For most of human history, gathering information was restricted to what a single person or group could both gather and read. Despite new technologies which made the gathering of information easier, history remained limited by its largely narrative nature. Now, with the advent of computer programs with powerful searching capabilities, this is no longer the case. However, as with all quantitative studies, this new tool comes with a cost, namely that of context. The real question, therefore, is how much raw words can truly tell a historian without personal knowledge of their environment.

In order to evaluate the advantages and disadvantages of a new tool, one must look to those that have already begun to use it, in this case 3 particular websites which delve the usefulness of quantitative analysis in the study of literature. The first of these, Google Ngram Viewer, is a tool which looks for specific words within the Google Books corpus and maps out the frequency of their use over time. Mining the Dispatch, a website chronicling the studies of Robert Nelson, scrutinizes the word cluster trends within the editions of the Richmond Daily Dispatch issued during the Civil War in order to analyze changes in social and political life. Finally, Quantitative Analysis is an article published in Science which discusses the values of quantitative analysis of literature and the new methodology of culturomics.

Through the examination of these three websites, several advantages become quite clear. First and perhaps foremost, tools of quantitative analysis allow historians to capitalize on the growing number of available sources. When making judgments based on qualitative study, there is always the risk of missing a crucial contradictory source, but with quantitative analysis this risk is greatly reduced. In addition, quantitative studies, unlike their narrative-based counterparts, are able to map large scale changes, such as those of language and the public consciousness. Finally, the massive scale of the new tools enables them to overcome one of the classic weaknesses of smaller quantitative studies. Population bias, a constant threat when using information gathered by even moderately large surveys, is almost inconceivably unlikely when the corpus being examined is as large as Google Books.

However, this is not to say that quantitative analysis is without flaws. The largest problem with raw data is that it lacks context. Without knowing what sentences, nuances, and ideas surround a particular word in a particular place, it is impossible to make complete judgments on what they mean. Useful conclusions almost always require other sources of knowledge in order to discover why a particular trend occurred, even if quantitative data makes finding the trend easier. In addition, it is impossible to control for exceptions to the regular use of a given rule. Tools like Google Ngram Viewer also tell us nothing about what is being said or thought, only what finds its way into the written record. Finally, quantitative information is equally or even more dependent on the researcher’s interpretation than any other source, since the words have been extracted from the writer’s original intentions and thoughts.

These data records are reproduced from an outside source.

PR #189, opened 2022-12-05
[CI-267] Add generic xcodebuild error finder

tothszabi:
It seems like the xcodebuild error formats are generic and shared between all of the xcodebuild subcommands. The xcode-test step was producing similar errors as the xcode-archive one. 

This PR extracts and adds test to the already existing custom xcodebuild error finder logic which at the moment only lives in the xcode-archive step: https://github.com/bitrise-steplib/steps-xcode-archive/blob/9f4ef188d017b110374ea71ba9445bae1acfa6ef/step/errors.go

### DIFF
--- a/errorfinder/errorfinder.go
+++ b/errorfinder/errorfinder.go
@@ -1,0 +1,80 @@
+package errorfinder
+
+import (
+	"bufio"
+	"strings"
+)
+
+// FindXcodebuildErrors ...
+func FindXcodebuildErrors(out string) []string {
+	var errorLines []string       // single line errors with "error: " prefix
+	var xcodebuildErrors []string // multiline errors starting with "xcodebuild: error: " prefix
+	var nserrors []nsError        // single line NSErrors with schema: Error Domain=<domain> Code=<code> "<reason>" UserInfo=<user_info>
+
+	isXcodebuildError := false
+	var xcodebuildError string
+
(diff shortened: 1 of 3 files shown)


godrei (approved):

errorfinder/errorfinder.go
```diff
@@ -0,0 +1,139 @@
+package errorfinder
+
+import (
+	"bufio"
+	"regexp"
+	"strings"
+)
+
+// NSError ...
+type NSError struct {
```
godrei, line 10: Do we need to expose this struct?

tothszabi: Good point. It is just for internal usage. I have removed it.

errorfinder/errorfinder.go
```diff
@@ -0,0 +1,80 @@
+package errorfinder
+
+import (
+	"bufio"
+	"strings"
+)
+
+// FindXcodebuildErrors ...
```
ofalvai, line 8: I'm not a fan of documenting every public method, but in this case, it would be great to quickly see an example input and the returned string list.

In order to illustrate the advantages and disadvantages of quantitative analysis, I would like to examine two examples. First, let us look at a graph produced by Google Ngram Viewer of references to ‘Sherlock Holmes’.


This graph, while illustrative of the role of other mediums on literature when combined with additional research (the spike in the late 1920s was preceded by several movies about Sherlock Holmes), is completely unintelligible without that or similar knowledge. In addition, the graph, while seemingly significant, is incapable of proving the movies caused the spike in writing about Sherlock Holmes, as it is possible the two had a mutual cause. Another useful example is the following Ngram, which maps the usage of various terms that commonly refer to the war that occurred between 1914 and 1918.


As Quantitative Analysis discussed, N-grams can be useful in mapping out changes in language, but, as Mining the Dispatch talks about in the section on soldiers, they cannot tell us what the words refer to, as in this case it can be seen that the term ‘Great War’ came into use well before 1914.

The frequency words occur can tell us a great deal about what is being discussed, shedding insight on long term developments and taking advantage of the wealth of information now available to historians. However, words out of context are in the end just words. Especially in the study of the past, quantitative data in isolation tells only a partial story, being unable to properly evaluate the way the word is being used and the context it is being used in. Quantitative analysis is a powerful new tool in the historian’s arsenal, but it has a limited capacity without being supported by more traditional methods of research.